(WHAT NEEDS TO BE DONE)
Your answer should be the line that contains "Layer Search: filtering is broken" and each line after it, restated word for word through the final line of the entries.

(Saved data entries)
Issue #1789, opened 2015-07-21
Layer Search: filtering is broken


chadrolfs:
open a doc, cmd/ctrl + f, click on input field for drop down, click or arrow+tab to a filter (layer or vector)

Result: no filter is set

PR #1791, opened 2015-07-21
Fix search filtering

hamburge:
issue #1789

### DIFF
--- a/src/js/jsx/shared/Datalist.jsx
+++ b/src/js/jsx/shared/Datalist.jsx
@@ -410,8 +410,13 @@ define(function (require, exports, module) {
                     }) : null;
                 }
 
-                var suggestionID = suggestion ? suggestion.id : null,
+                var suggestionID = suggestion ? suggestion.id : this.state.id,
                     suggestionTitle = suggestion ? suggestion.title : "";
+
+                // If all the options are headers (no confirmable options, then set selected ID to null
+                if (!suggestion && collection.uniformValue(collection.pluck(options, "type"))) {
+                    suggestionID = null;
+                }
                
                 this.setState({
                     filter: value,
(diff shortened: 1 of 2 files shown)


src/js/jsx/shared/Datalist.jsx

(RESULT OF THIS EXERCISE)
Layer Search: filtering is broken


chadrolfs:
open a doc, cmd/ctrl + f, click on input field for drop down, click or arrow+tab to a filter (layer or vector)

Result: no filter is set

PR #1791, opened 2015-07-21
Fix search filtering

hamburge:
issue #1789

### DIFF
--- a/src/js/jsx/shared/Datalist.jsx
+++ b/src/js/jsx/shared/Datalist.jsx
@@ -410,8 +410,13 @@ define(function (require, exports, module) {
                     }) : null;
                 }
 
-                var suggestionID = suggestion ? suggestion.id : null,
+                var suggestionID = suggestion ? suggestion.id : this.state.id,
                     suggestionTitle = suggestion ? suggestion.title : "";
+
+                // If all the options are headers (no confirmable options, then set selected ID to null
+                if (!suggestion && collection.uniformValue(collection.pluck(options, "type"))) {
+                    suggestionID = null;
+                }
                
                 this.setState({
                     filter: value,
(diff shortened: 1 of 2 files shown)


src/js/jsx/shared/Datalist.jsx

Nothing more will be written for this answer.